Haldenwang sieht hier unter anderem das Risiko einer Radikalisierung von allein handelnden Tätern, die sogenannte weiche Ziele mit einfachen Tatmitteln angreifen. Er betont: «Die Gefahr ist real und so hoch wie seit langem nicht mehr.»
Über das dschihadistische Spektrum hinaus sei zudem eine gestiegene Polemik zu beobachten, die die Muslime und die Palästinenser als Opfer des Westens darstellt und in Teilen deutlich antisemitische Beiträge beinhaltet, analysiert der Verfassungsschutz.
Anhänger der palästinensischen Hamas und der libanesischen Hisbollah hielten sich zurück und tauchten auch bei propalästinensischen Demonstrationen nicht als Gruppe auf, «da sie sich einem deutlichen staatlichen Verfolgungsdruck ausgesetzt sehen». Für beide Gruppierungen gilt in Deutschland ein Betätigungsverbot.

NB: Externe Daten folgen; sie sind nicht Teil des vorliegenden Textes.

Issue #1125, opened 2014-08-29
Error "don't know how to build" when overriding cap SCM tasks


adeolaawoyemi:
Hi,

I'm trying to work around an svn authentication issue by overriding the `svn:update` task. My task runs fine but cap also runs the original tasks actions and according to the docs, when I use:

``` ruby
Rake::Task["svn:update"].clear_actions
```

I get the error:

``` shell
$ SVN_USERNAME=myuser SVN_PASSWORD=mypass cap qa deploy --trace
** Invoke qa (first_time)
** Execute qa
** Invoke load:defaults (first_time)
** Execute load:defaults
cap aborted!
Don't know how to build task 'svn:update'
...
```

How can I run my override task and clear_actions of predefined task without getting this error? Or is there another way to make the subversion command always use the defined username and password provided for ALL svn commands?

Thanks.

schnittchen:
This should be re-opened. Does not work as documented.

mattbrictson:
You're correct: clearing the default SCM tasks in particular doesn't work because the SCM tasks are not loaded and defined until *after* your deploy.rb is evaluated. Reopening.

mattbrictson:
This is a hack, and perhaps Capistrano should provide a better way of accomplishing this, but here is one solution.

Since the SCM task you want to override is not defined until later in the boot process, you need to delay the code that does the override. My solution is to put that code inside an `after` block that hooks into `deploy:starting`.

Then you can lookup the default task, clear it, and substitute your own implementation.

```ruby
after "deploy:starting", :override_scm do
  svn_update = Rake::Task["svn:update"]
  svn_update.clear_actions
  svn_update.enhance do
    puts "Running custom svn:update instead"
  end
end
```

leehambley:
That is unfortunate, good call @mattbrictson - I wonder if we can fix the load ordering, somehow - I would have lost hours to this.

mattbrictson:
> I wonder if we can fix the load ordering, somehow

@leehambley I'm not sure there is a way to fix this and guarantee backwards compatibility. We can't know for certain what SCM the user has specified until we evaluate `deploy.rb`, because that file might contain e.g. `set :scm, :svn`. But then the SCM isn't loaded yet, so task enhancements fail.

One solution would be to load *all* built-in SCMs up front. I don't see any downsides to having git, hg, and svn tasks defined; only the specified SCM is actually invoked during the deploy tasks.

[...]

Issue #1409, opened 2015-03-30
Add Git submodule support


paulschreiber:
Please add official submodule support. I spent a few hours this afternoon trying various submodule solutions found around the web.

Some of them do weird things, like `find .git` and `rm` or `rsync`. None of them seem to properly cache the submodule, which means it's getting cloned on every deploy, which is super inefficient.

dwradcliffe:
+1

leehambley:
This is largely blocked by https://github.com/capistrano/capistrano/issues/929 which would then allow us to have a `git` (naïve) and a git with submodule (or, one with some options) plugins. As it is, there's already a bit too much special-casing in the core.

tymat:
This needs to be added.  +1

mani95lisa:
+1

1st8:
I proposed a way to handle `:git_enable_submodules` in https://github.com/capistrano/capistrano/pull/1823 which works nicely for me so far.
Please let me know what you think.

aiyanbo:
+1

1st8:
Could you try https://github.com/ekho/capistrano-git-with-submodules ?
It works great for me.

leehambley:
Ekho's plugin is the way this was intended to be solved. The SCM plugin code that landed ~3.6-3.7 was intended to support just this use-case. Git submodules are not without their downsides and complexities, so we took care to make them pluggable so that people could pick their preferred method.

PR #1572, opened 2016-01-24
Deprecate `set :scm, ...` in favor of new SCM plugin system

mattbrictson:
- [x] CHANGELOG
- [x] Blog post/documentation explaining migration path for SCM plugin authors
- [x] Squash commits; add detailed commit message
- [x] Review @will-in-wi's feedback (see code comments below)

This PR implements the migration path from the old way of loading the SCM implementation, which is to say, from this:

```ruby
# deploy.rb
set :scm, :git
```

To this:

```ruby
# Capfile
require "capistrano/scm/git"
install_plugin Capistrano::SCM::Git
```

I do this in such a way that all existing Capistrano projects should continue to work unmodified. Internally the new SCM plugin will be used automatically and a deprecation warning will be printed. For example, if you are using `set :scm, :git`, you will see:

```
WARNING: `set :scm, :git` is deprecated.
         To ensure your project is compatible with future versions of
         Capistrano, remove the :scm setting and instead add these lines to
         your Capfile:

         require "capistrano/scm/git"
         install_plugin Capistrano::SCM::Git
```

If you are using a third-party SCM, like `:copy`, then you would be given a link to as-yet-unwritten blog post on the topic:

```
WARNING: Loading the copy SCM via `set :scm, :copy` is deprecated.
         To ensure this plugin will work with future versions of Capistrano,
         please upgrade it to a newer version. Refer to this post for more info:

         http://capistranorb.com/posts/...
```

All of this logic is pretty much self-contained in a single class: `SCMResolver`, which would go away once Capistrano 4.0 is released and we can drop backwards compatibility.

---

So, this PR is my way of asking:

* Does the proposed new way of loading SCMs make sense?
* Is the migration/deprecation path reasonable?

There is a lot more work to be done in terms of writing tests and adding documentation, so I'd like to make sure I have some buy-in from the Capistrano team before going further.

To recap, the motivation for this rewrite is to treat SCMs just like any other Capistrano plugin (i.e. loaded in the Capfile) so they can be customized, made optional, and moved to external gems; along the way fixing #929, #1125, and many others.

/cc @leehambley @robd


leehambley:
LGTM @mattbrictson - Surprising to see how much there is to do in the SCM resolver, actually!

mattbrictson:
> Surprising to see how much there is to do in the SCM resolver, actually!

Yeah, backwards-compatibility is hard!

One thing that I'm concerned about is that the new plugin style is a little more verbose. Instead of one line magically configuring the SCM, you now have to write two lines:

```ruby
require "capistrano/scm/git"
Capistrano::SCM::Git.new
```

So in some sense this is a step backwards. There is more to type, more chances to misspell something, etc.

On the other hand, there is less magic and it is just plain Ruby.

I considered a special `plugin` DSL method that would combine the steps, like this:

```ruby
plugin "scm/git"

# …which behind the scenes expands to
require "capistrano/scm/git"
Capistrano::SCM::Git.new
```

But so far I've decided against that as being too magical/proprietary.

What do you think?

leehambley:
> But so far I've decided against that as being too magical/proprietary.

Is there a middle ground where we can make your proposed two-liner the "I need a special case" way, and where we can still do something like `require "capistrano/scm/git/defaults"` for doing essentially this ?

mattbrictson:
> Is there a middle ground where we can make your proposed two-liner the "I need a special case" way, and where we can still do something like require "capistrano/scm/git/defaults"

One thing I want to avoid is an explosion of different requires or a "require-driven API" like many Capistrano plugins are currently. E.g. capistrano-rails is broken up into `rails`, `rails/assets`, and `rails/migrations`; and capistrano-bundler has `bundler`, `bundler/hooks`, and `bundler/tasks`. This scheme is not applied consistently across plugins, and I find using `require` to determine behavior to be kind of a blunt instrument.

But I do see the value of using it on some occasions, like how you can require `minitest` for general purpose or `minitest/autorun` to get the automatic `at_exit` behavior.

Hmm. I can't decide. :sweat_smile:

leehambley:
Right, minitest was what I had in mind, but the plugins with optional
behaviour are tricky. I literally never use the asset pipeline with Rails,
but always use migrations.... Hrmph.

mattbrictson:
Since it is a toss-up, I am going to err on the side of being more explicit. I'll leave it as two steps (`require`, `new`) for now.

leehambley:
Ok mate, cool.

mattbrictson:
@will-in-wi I was wondering if I could get your opinion on this PR? It is a notable change to how SCM is configured in Capistrano. It removes a lot of "magic" in favor of explicit Ruby, but that can also be a bad thing if it feels too cumbersome.

I feel nervous merging this with only me and @leehambley having reviewed it. Would love to get your input as well.

will-in-wi:
I'm happy to hear about the underlying code change. A pluggable SCM system makes a ton of sense. I was personally wondering just the other day if I could implement something that would download and extract a tarball, and it looks like this would be a lot easier in the future.

Per the user end of things, my initial thought on reading the description was that the new way is quite a bit more verbose. I don't mean in the form of two new lines, but rather that it seems to be breaking from how I would have expected Capistrano to work. I'm personally a fairly experienced Ruby developer, so seeing through the Capistrano DSL into the underlying Ruby isn't difficult for me. However, a lot of people use Capistrano who are not Ruby developers. This particular syntax shouldn't trip them up too much, but it is introducing more Ruby into the simpler Capistrano DSL that was formerly all you needed to know.

My other concern is that I feel like this syntax violates command/query separation to some extent. I usually don't expect to see a class instantiated in a void context. I expect to see something like `Capistrano::SCM::Git.new.setup!`. The reason is that I think of an initializer as something which, with respect to the surrounding state, returns something, not something that mutates surrounding state. So, I guess it looks to me like non-OOey magic, in a way. With that said, there are other cases of instantiating a class mutating world state, so this is really one man's opinion. (This and I'm not looking forward to telling other developers to not mutate world state on class instantiation and then have them point to Capistrano as an example of it doing it. :wink:)

So, overall, I'm very much for the underlying refactor, somewhat ambivalent on the configuration syntax change, and somewhat against the magic class instantiation.

I'd suggest just adding a `#setup!` (naming things is hard, alternative ideas are welcome. `#use!` or `#register!` might be better.) method to the class instantiation step.

I haven't gone through the code yet, I'll do so now.

lib/capistrano/configuration/scm_resolver.rb
```diff
@@ -0,0 +1,149 @@
...
+          register_legacy_scm_hooks
+          load_legacy_scm_by_name
+        end
+      end
+
+      private
+
+      def using_default_scm?
+        return @using_default_scm if defined? @using_default_scm
+        @using_default_scm = (fetch(:scm) == DEFAULT_GIT)
```
will-in-wi: Would this method be better as:
```ruby
def using_default_scm?
  @using_default_scm ||= (fetch(:scm) == DEFAULT_GIT)
end
```

Is the fetch and comparison slow enough to be worth caching? Or is the instance variable used anywhere else? If the latter, requiring that the method be called before you can do other things feels like a code smell.

lib/capistrano/configuration/scm_resolver.rb
```diff
@@ -0,0 +1,149 @@
...
+      end
+
+      # This is somewhat of a hack, because there is no guarantee that a third-
+      # party SCM will necessarily implement the typical SCM tasks. But it works
+      # well enough for the built-in SCMs.
+      def scm_plugin_loaded?
+        Rake::Task.tasks.any? { |t| t.name =~ /^[^:]+:create_release/ }
```
will-in-wi: Would it make more sense to require that scm plugins register themselves to avoid this? This feels like it could lead to some difficult to debug situations for a developer creating a new scm plugin.

lib/capistrano/configuration/scm_resolver.rb
```diff
@@ -0,0 +1,149 @@
...
+        fetch(:scm)
+      end
+
+      def load_built_in_scm
+        require "capistrano/scm/#{scm_name}"
+        scm_class = Object.const_get(built_in_scm_plugin_class_name)
+        # We use :load_immediately because we are initializing the SCM plugin
+        # late in the load process and therefore can't use the standard
+        # load:defaults technique.
+        scm_class.new(:load_immediately => true)
```
will-in-wi: Nitpick and point of curiosity: what's the Capistrano project's stance on Ruby 1.9 hash syntax? Does Cap support 1.8?

lib/capistrano/configuration/scm_resolver.rb
will-in-wi: Or possibly throw a warning if `fetch(:scm)` is set and there are no such tasks.

lib/capistrano/configuration/scm_resolver.rb
```diff
@@ -0,0 +1,149 @@
...
+          after "deploy:new_release_path", "#{scm_name}:create_release"
+        end
+
+        if Rake::Task.task_defined?("deploy:check")
+          before "deploy:check", "#{scm_name}:check"
+        end
+
+        if Rake::Task.task_defined?("deploy:set_current_revision")
+          before "deploy:set_current_revision",
+                 "#{scm_name}:set_current_revision"
```
will-in-wi: For all of these, does it make sense to verify that scm_name:task_name actually exists?

lib/capistrano/configuration/scm_resolver.rb
```diff
@@ -0,0 +1,149 @@
...
+        elsif built_in_scm_name?
+          warn_set_scm_is_deprecated
+        elsif third_party_scm_name?
+          warn_third_party_scm_must_be_upgraded
+        end
+      end
+
+      def warn_set_scm_is_deprecated
+        $stderr.puts(<<-MESSAGE)
+WARNING: `set :scm, #{scm_name.inspect}` is deprecated.
```
will-in-wi: Would this be better as a NOTICE rather than a WARNING? I think most users would read this and think something broke...

lib/capistrano/scm/git.rb
```diff
@@ -0,0 +1,68 @@
...
+
+class Capistrano::SCM::Git < Capistrano::Plugin
+  def set_defaults
+    set_if_empty :git_shallow_clone, false
+    set_if_empty :git_environmental_variables, lambda {
+      {
+        :git_askpass => "/bin/echo",
+        :git_ssh => "#{fetch(:tmp_dir)}/#{fetch(:application)}/git-ssh.sh"
+      }
+    }
```
will-in-wi: Personally, I find multiline blocks to be easier to read with do...end syntax rather than curly brace syntax. Not sure what the project standard is.

lib/capistrano/scm/git.rb
```diff
@@ -0,0 +1,68 @@
...
+    if (depth = fetch(:git_shallow_clone))
+      git :clone, '--mirror', '--depth', depth, '--no-single-branch', repo_url, repo_path.to_s
+    else
+      git :clone, '--mirror', repo_url, repo_path.to_s
+    end
+  end
+
+  def update_mirror
+    # Note: Requires git version 1.9 or greater
+    if (depth = fetch(:git_shallow_clone))
```
will-in-wi: Whenever I see this convention, I assume the author made a == mistake, and then realize that it is actually assignment. Would it make sense to pull this out?

lib/capistrano/scm/git.rb
```diff
@@ -0,0 +1,68 @@
...
+      git :fetch, '--depth', depth, 'origin', fetch(:branch)
+    else
+      git :remote, :update, '--prune'
+    end
+  end
+
+  def archive_to_release_path
+    if (tree = fetch(:repo_tree))
```
will-in-wi: Same comment per = convention

lib/capistrano/scm/tasks/git.rake
```diff
@@ -1,16 +1,7 @@
...
-  end
-
-  set :git_environmental_variables, ->() {
-    {
-      git_askpass: "/bin/echo",
-      git_ssh:     "#{fetch(:tmp_dir)}/#{fetch(:application)}/git-ssh.sh"
-    }
-  }
+# This trick lets us access the Git plugin within `on` blocks.
+git = self
```
will-in-wi: This might be better named as git_plugin... git can mean a lot of things in here.

lib/capistrano/scm/tasks/hg.rake
```diff
@@ -1,23 +1,24 @@
-namespace :hg do
-  def strategy
-    @strategy ||= Capistrano::Hg.new(self, fetch(:hg_strategy, Capistrano::Hg::DefaultStrategy))
-  end
+# TODO: this is nearly identical to git.rake. DRY up?
 
+# This trick lets us access the Hg plugin within `on` blocks.
+hg = self
```
will-in-wi: hg_plugin?

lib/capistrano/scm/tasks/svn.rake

Türkische Rechtsextremisten, deutsche und türkische Linksextremisten
Als «Scharfmacher und Mobilisierungstreiber» in der aktuellen Lage sieht der Verfassungsschutz neben Islamisten auch palästinensische Extremisten, türkische Rechtsextremisten sowie deutsche und türkische Linksextremisten. Die Mehrheit der Teilnehmer propalästinensischer Demonstrationen seien nach Angaben zwar keine Extremisten. Es gelinge Extremisten aber immer wieder, bei solchen Veranstaltungen Hassbotschaften zu verbreiten und für eine Eskalation zu sorgen. Unter deutschen Linksextremisten würden teils proisraelische, teils propalästinensische Positionen vertreten.
«Verschärft wird die Situation durch ausländische staatliche Akteure, die diese Stimmungslage für sich ausnutzen oder gar zu verstärken suchen», sagt Haldenwang. Konkrete Staaten nennt er nicht. Es geht hier wohl in erster Linie um Propaganda und um eine Verstärkung von Stimmungen, die für Unruhe in der Gesellschaft sorgen.